Appending an element at index ‘i’ to the maximum sum subarray obtained so far is beneficial if the sum till index ‘i-1’ is non-negative, otherwise it is better to start a new subarray starting from index ‘i’ and update the maximum sum obtained accordingly.

For Example: Consider the given array A[] = [1, -2, -3, 4, -1, 2, 1]. Element denotes the current element at index ‘i’, MaxSum is the maximum sum obtained so far till index ‘i’, Sum denotes the current sum obtained.

``````
Initialize Sum to 0, MaxSum to INT_MIN
for i = 0
A[i] = 1,
Sum = Sum + A[i] = 1
MaxSum = max(MaxSum,Sum) = 1

for i = 1
A[i] = -2
Sum = Sum + A[i] = -1
MaxSum = max(MaxSum,Sum) = 1

Since Sum is negative, there is no point in appending the current sum obtained to the next element, so Sum = 0 i.e It is better to start a new subarray from the next index.

for i = 2
A[i] = -3
Sum = Sum + A[i] = -3
MaxSum = max(MaxSum,Sum) = 1

Again, since Sum is negative, there is no point in appending the current sum obtained to the next element, so Sum = 0 i.e It is better to start a new subarray from the next index.

for i = 3
A[i] = 4
Sum = Sum + A[i] = 4
MaxSum = max(MaxSum,Sum) = 4

for i = 4
A[i] = -1
Sum  = Sum + A[i] = 3
MaxSum = max(MaxSum,Sum) = 4

Even if the element at A[i] is negative, the overall current sum is non-negative, so we retain the current sum to look for possible better options on appending the next elements.

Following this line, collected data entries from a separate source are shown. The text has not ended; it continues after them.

PR #128, opened 2017-04-04
DS-997 Treemap hover

ejgullo:
Added treemap hover functionality:
- Budget function descriptions added to json
- Descriptions parsed and displayed when the matching tile is hovered over
- Description is removed on mouse out
- Style updated to show yellow border on top 3 tiles on initial render
- Removed yellow border after first hover


src/js/components/homepage/visualizations/TreeMapCell.jsx
```diff
@@ -82,6 +89,26 @@ export default class TreeMapCell extends React.Component {
         });
     }
 
+    mouseIn(label, value) {
+        this.props.toggleTooltip(label, value);
+        this.setState({
```
kevinli-work: What is this `overlay` state being used for (see also constructor)?

src/js/components/homepage/visualizations/TreeMap.jsx
```diff
@@ -84,29 +96,90 @@ export default class TreeMap extends React.Component {
...
+            individualValue: value,
+            showOverlay: false
+        });
+        const newNodes = [];
+
+        // create a copy of finalNodes
+        // update the copy
+        this.state.finalNodes.forEach((i) => {
+            const originalNode = i;
+            const updatedNode = update(originalNode, {
```
kevinli-work: I'll be honest - I don't like this. You should never be directly manipulating props and this comes too close to doing that (though I recognize you're actually cloning the component and passing in new props during the clone process). Furthermore, I see no indication that `update` is safe for use with components...I'm pretty sure React components are not meant to be cloned/copied.

The easiest alternative is slightly more computationally expensive, but you would simply add a new if statement to the `componentWillReceiveProps` function to re-calculate the treemap when the overlay/category/etc states change and pass the new props down to the child treemap cells in the `buildTree` function.

A more complex approach would be to hold references to the child cell instances in your state and change their highlight props as necessary individually.

src/js/components/homepage/visualizations/TreeMap.jsx
```diff
@@ -39,6 +48,9 @@ export default class TreeMap extends React.Component {
         if (nextProps.categories.children.length > 0) {
             this.buildTree(nextProps.categories, nextProps.colors);
         }
+        this.setState({
```
ejgullo: It should be wrapped, will update!

src/js/components/homepage/visualizations/TreeMap.jsx
ejgullo: In my original approach, I wanted to re-run the `buildTree` function, but was concerned that running the entire function again would be too heavy.  Additionally, as the overlay state changes, it changes in `state`, so I wasn't sure that `componentWillReceiveProps` was appropriate.  Would an update in `componentDidUpdate` be appropriate?

src/js/components/homepage/visualizations/TreeMapCell.jsx
ejgullo: Leftover from an earlier approach, no longer necessary.  Removing.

We have already updated the MaxSum for the subarray ending at index 3.

for i = 5
A[i] = 2
Sum = Sum + A[i] = 5
MaxSum = max(MaxSum,Sum) = 5

for i = 6
A[i] = 1
Sum  = Sum + A[i] = 6
MaxSum = max(MaxSum,Sum) = 6``````

Pseudocode:

``````function Kadane(arr, N)

//	Initializing curSum to 0 and maxSum to min value, denoting an empty subarray
curSum = 0
maxSum = INT_MIN

for idx = 0 to N-1
curSum = curSum + arr[idx]
// 	Taking the max of maxSum and the curSum of the subarray
maxSum = max(maxSum,curSum)

// 	Checking if the curSum becomes negative
if curSum < 0
curSum = 0

return maxSum``````

Time complexity: O(N), where N is the number of elements in the array, as we traverse the array once to get the maximum subarray sum.

Space complexity: O(1), as no extra space is required.